走到十字路口,綠燈亮了,抬頭,看見對面人行道上的邵蔻,順著她的視線,是一個穿高中校服的男生。
她目光緊隨,高中生已經走遠,她還在原處愣神,綠燈又變成紅燈。
梁瀧不禁想到她那句「目前沒有戀愛的打算」,合著這心儀的對象偏年輕化。
他發去一條消息,果不其然,看到她驚呆的表情。
梁瀧能來,她自然是喜出望外的,不置可否的是也影響到她當晚的睡眠。
她失眠向許易求救,許易夜貓子,凌晨正是她夜生活的開始,「還能因為什麼,想追你唄,這不一路追來了嗎。」
這下弄的邵蔻更睡不著了,像聽了什麼驚悚故事。
前天晚上沒睡好的報應是早上鬧鐘響了兩遍都沒聽到,最後許易一通電話打過來叫她起床,「我就知道你起不來,你今天早上有那什麼什麼會,你別遲到了。」
許易熬夜到天亮,這會到了睡覺的時間,聽著邵蔻那邊掀被子,穿鞋趿拉的步音,確定她起床了,才掛電話。

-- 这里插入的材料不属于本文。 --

PR #1351, opened 2023-06-10
Reorganize latency calculation logic

### LINKED ISSUE #1348: Fix request latency metric calculate
### Problem

Currently the latency metric for E2E requests is spread out and hard to follow.
This may contribute to the missing latency chunk of the flow making it smaller than it should be

### Solution

Revisit and fix metric logic

### Alternatives

_No response_

Nana-EC:
**Description**:
Simplify relay E2E latency calculation

- move E2E log into single handler
- centralize happy path in server.ts
- update error flows in index.ts for clear messages

**Related issue(s)**:

Fixes #1348 

**Notes for reviewer**:

**Checklist**

### DIFF
--- a/packages/server/src/koaJsonRpc/index.ts
+++ b/packages/server/src/koaJsonRpc/index.ts
@@ -50,6 +50,8 @@ const IP_RATE_LIMIT_EXCEEDED = "IP RATE LIMIT EXCEEDED";
 const JSON_RPC_ERROR = "JSON RPC ERROR"
 const METHOD_NOT_FOUND = "METHOD NOT FOUND";
 
+const responseSuccessStatusCode = '200';
+
 export default class KoaJsonRpc {
   private registry: any;
   private registryTotal: any;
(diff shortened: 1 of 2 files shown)


packages/server/src/koaJsonRpc/index.ts
```diff
@@ -111,8 +113,8 @@ export default class KoaJsonRpc {
         return;
       }
 
+      ctx.state.methodName = body.method;
       const methodName = body.method;
-      const messagePrefix = `${requestIdPrefix} [POST] ${methodName}:`;
```
ebadiere, line 115: Removing this line causes the requestIdPrefix on line 98 above to no longer be needed.  It can also be removed.

packages/server/src/server.ts
```diff
@@ -202,10 +209,6 @@ const logAndHandleResponse = async (methodName: any, methodParams: any, methodFu
     }
     return response;
   } catch (e: any) {
-    ms = Date.now() - app.getStartTimestamp();
-    methodResponseHistogram.labels(methodName, responseInternalErrorCode).observe(ms);
```
ebadiere, line 206: Removing these calls to getStartTimestamp no longer requires the getStartTimestamp method in the koaJsonRpc, so it can be removed as well.

Nana-EC: Removed, thanks

packages/server/src/koaJsonRpc/index.ts
Nana-EC: Good catch. Removed

ebadiere (approved):
LG.

PR #1361, opened 2023-06-14
1357 - Added max transaction count that can be returned on an eth_get…

### LINKED ISSUE #1357: 502s are returned on some accounts with thousands of transactions in a block.  An error should be returned.
### Description

502s are returned with some requests against testnet.  The release and K6 performance tests may trigger these.  If so we'll need to update the accounts/addresses used.

### Steps to reproduce

The following curl request will reproduce it.

```
curl -X POST -H 'Content-Type: application/json' -d '{"jsonrpc":"2.0","id":"2","method":"eth_getBlockByHash","params":["0xfd601bc88c27e104f52cc35c2397c5bda69fd47b808d0ec59f0987283df62b5d", true]}'  https://testnet.hashio.io/api
```

```
<html><head>
<meta http-equiv="content-type" content="text/html;charset=utf-8">
<title>502 Server Error</title>
</head>
<body text=#000000 bgcolor=#ffffff>
<h1>Error: Server Error</h1>
<h2>The server encountered a temporary error and could not complete your request.<p>Please try again in 30 seconds.</h2>
<h2></h2>
</body></html>
```
Timing details:

```
Establish Connection: 0.209954s
TTFB: 0.237018s
Total: 30.305170s
0.01s user 0.01s system 0% cpu 30.210 total
```

### Additional context

_No response_

### Hedera network

testnet

### Version

v0.25.0

### Operating system

None

ebadiere:
Added transaction count max to getBlock when transaction objects are set to true, to return the transactions in the block.

**Related issue(s)**:

Fixes #1357 


docs/configuration.md
```diff
@@ -53,8 +53,12 @@ Unless you need to set a non-default value, it is recommended to only populate o
...
-| `ETH_GET_LOGS_BLOCK_RANGE_LIMIT`      | "1000"        | The maximum block number range to consider during an eth_getLogs call.                                                                                                                                                                                                                                 |
+| `ETH_CALL_DEFAULT_TO_CONSENSUS_NODE ` | "false"       | Flag to set if eth_call logic should first query the mirror node.                                                                                                             
+| `ETH_GET_LOGS_BLOCK_RANGE_LIMIT`      | "1000"        | The maximum block number range to consider during an eth_getLogs call.                                                                                  
+
+| `ETH_GET_TRANSACTION_COUNT_MAX_BLOCK_RANGE`      | "1000"   | The maximum number of transactions to return when running eth_getBlockByHash with transaction objects set to true call.
```
Nana-EC, line 59:
```suggestion
| `ETH_GET_TRANSACTION_COUNT_MAX_BLOCK_RANGE`      | "1000"   | The maximum number of transactions to return when running eth_getBlockByHash or eth_getBlockByNumber with transaction objects set to true call.
```

packages/relay/src/lib/eth.ts
```diff
@@ -1618,6 +1619,11 @@ export class EthImpl implements Eth {
       // depending on stage of contract execution revert the result.to value may be null
       if (!_.isNil(result.to)) {
         if(showDetails) {
+          // check the size of the block before querying for transaction details
+          if (blockResponse.count >= this.ethGetTransactionCountMaxBlockRange) {
```
Nana-EC, line 1623: Not sure this is the right check. 
If we're just checking the blockSize then this could go much higher in this method to save on API calls and logic.
`blockResponse.count` is the number of transaction overall in the block, however, on Hedera that also includes non-EVM transactions.

What we should be doing is checking the number of EVM transaction (`contractResults`) to see if it's larger than `this.ethGetTransactionCountMaxBlockRange`.

docs/configuration.md
Nana-EC, line 59: 1000 might be too high. Maybe 100 to start with
```suggestion
| `ETH_GET_TRANSACTION_COUNT_MAX_BLOCK_RANGE`      | "100"   | The maximum number of transactions to return when running eth_getBlockByHash with transaction objects set to true call.
```

Nana-EC (changes requested):
Need to update the check logic.
Additionally would need a test in `eth.spec.ts` to confirm the logic

docs/configuration.md
ebadiere: Done.

packages/relay/src/lib/eth.ts
ebadiere: Done.

Nana-EC (changes requested):
Looks good, you're still missing a test in `eth.spec.ts` to verify this

Nana-EC (commented):
I see you added the tests.
However, I think there's a bad merge here. There's lots of extra files that don't seem related to your changes. I presume they are already checked in changes but it's not clear.
You should rebase

ebadiere:
When I rebased I got 
```
 [rejected]        1357-thousands-of-txns-in-a-block -> 1357-thousands-of-txns-in-a-block (non-fast-forward)
error: failed to push some refs to 'https://github.com/hashgraph/hedera-json-rpc-relay.git'
```
I created a new branch with the changes.  

https://github.com/hashgraph/hedera-json-rpc-relay/pull/1372

PR #1699, opened 2023-08-30
Enable shared cache in Filter API

### LINKED ISSUE #1650: Refactor `eth_filter` and `eth_subscribe` to use shared cache
### Problem

We've added distributed cache in the relay, now APIs can take advantage of it.

### Solution

Update and test `eth_filter` and `eth_subscribe` to use shared cache when available.

### Alternatives

_No response_

Ivo-Yankov:
**Description**:
Enables `redisCache` for caching filter ids and data. This does not affect other data used by the Filter API - for example results from the mirror node are still saved in the local cache.

**Related issue(s)**:

Fixes #1650 

**Notes for reviewer**:

**Checklist**


Nana-EC (dismissed):

ebadiere (dismissed):
LG.

Nana-EC (approved):

hexdigest:
This is a breaking change guys. If there wasn't a shared cache configured prior to deploying this update it breaks the filters functionality. The key is *always* written to the shared cache but then it's being read from whatever cache is default. No error is returned to the client except "Filter not found".

PR #1704, opened 2023-09-01
Apply formatting

georgi-l95:
**Description**:
This PR apply prettier formatting to all files, according to TS Coding Conventions. Now that we have auto format on commit, this is one time format to reduce unnecessary changes in new PRs.
Also adds 10 more seconds after graph node start, to allow enough time before creating subgraph.
Also attempt to fix chart install workflow and dapp tests.

**Related issue(s)**:

Fixes #

**Notes for reviewer**:

**Checklist**


AlfredoG87 (dismissed):
I am afraid this will break and ask for rebase of every single outstanding PRs but nevertheless worth to have conventions implemented on the project 👍

georgi-l95:
@AlfredoG87 i've rebased and lost approval

.prettierrc
```diff
@@ -1,5 +1,5 @@
 {
-    "singleQuote": true,
+    "singleQuote": false,
```
Nana-EC, line 2: I prefer single actually 😆

Nana-EC (changes requested):
Thanks.
Blocking whiles I confirm some items

ebadiere (approved):
Mainly single quotes to double quotes, added semi-colons and some method call formatting.  LGTM.

.prettierrc
georgi-l95: Okay, done, switched to single :D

會場外的男人女人們都是清一色的正裝,胸前掛著藍色證件。她翻包找著自己的,身後傳來梁瀧的聲音:「一起的。」
他的藍色工牌遞過來,上面印著張證件照,男人白襯衫,唇線平直,一身正裝襯的眼神很冷,印著梁瀧兩個字。
工作人員一看,回以笑臉。
進了會場,邵蔻或多或少感覺到注目禮,「你有沒有覺得他們在看什麼,是因為我是被別人帶進來的?」
「別人?」梁瀧側重點在這兩個字上。
「是呀,被你帶進來的。」
「不會有人知道。」
她揚揚脖子上的小牌:「看,我也有。」
他一笑:「嗯,看見了。」
一行穿西裝的男人偶爾回頭,看的是大門的方向,邵蔻奇怪地回頭,大門緊閉,「今天這場會上肯定有大人物來。」
一家電力公司的企業代表看到梁瀧,遠遠地打了個招呼,梁瀧也頷首點頭。